Problem. Your response should be every line from the entries that includes the string "code".

Records to process.
PR #1412, opened 2024-05-29
fix(swr): correct second mutator parameter when using custom mutator

### LINKED ISSUE #1233: Pass an additional option object in fetcher function when using custom axios instance

1. Follow de docs to create an axios custom instance, with an optional 2nd parameter
2. for the client, choose `swr`

## What happens?

The **second optional parameter** is not added to the generated fetchers.

### orval.config.js

```js
module.exports = {
  test: {
    output: {
      ....
      client: 'swr',
      override: {
        mutator: {
          path: './custom-instance.ts',
         name: 'customInstance',
       },
       ...
      },
    },
  }
}
```

### The custom instance:

```js
import Axios, { AxiosRequestConfig } from 'axios';
 
 export const AXIOS_INSTANCE = Axios.create(); 
 
 export const customInstance = <T>(
   config: AxiosRequestConfig,
   options?: AxiosRequestConfig,
 ): Promise<T> => {
 // ...
}
```

### The generated fecher:

```js
export const getMyEndpointMutationFetcher = ( ) => {
  return (_: string, { arg }: { arg: Arguments }): Promise<MyEndpointResponse> => {
    return myEndpoint(arg as MyEndpointRequest);
  }
}
```

The generated fetcher should allow for optional options and the options should be passed as a second parameter of the returning function call:

```js
export const getMyEndpointMutationFetcher = (options?: AxiosRequestConfig) => {
  return (_: string, { arg }: { arg: Arguments }): Promise<MyEndpointResponse> => {
    return myEndpoint(arg as MyEndpointRequest, options);
  }
}
```

No

## Any other comments?

-

**Operating System:** MacOS 14.2.1
**Package Version:** 6.25.0
**Browser Version:** The problem is not the browser, but... Chrome Version 121.0.6167.184 (Official Build) (arm64)

AffeJonsson:
## Status

**READY**

## Description

Ran into this issue in my project and noticed there was an issue describing it:
Fixes #1233 

## Todos

- [x] Tests
- [ ] Documentation

## Steps to Test or Reproduce

1. Use the changed swr config (without the changed code) and run generate:swr
2. Notice mutation fetchers are missing the options parameter
3. Build with changed code
4. Run generate:swr
5. Notice mutation fetchers are now correctly taking an options parameter and passing it on to the api call

### DIFF
--- a/packages/swr/src/index.ts
+++ b/packages/swr/src/index.ts
@@ -552,7 +552,7 @@ const generateSwrHook = (
     summary,
     deprecated,
   }: GeneratorVerbOptions,
-  { route }: GeneratorOptions,
+  { route, context }: GeneratorOptions,
 ) => {
   const isRequestOptions = override?.requestOptions !== false;
   const doc = jsDoc({ summary, deprecated });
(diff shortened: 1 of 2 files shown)


soartec-lab (approved):
Thank you for handling this 🙌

Answer below.
1. Use the changed swr config (without the changed code) and run generate:swr
3. Build with changed code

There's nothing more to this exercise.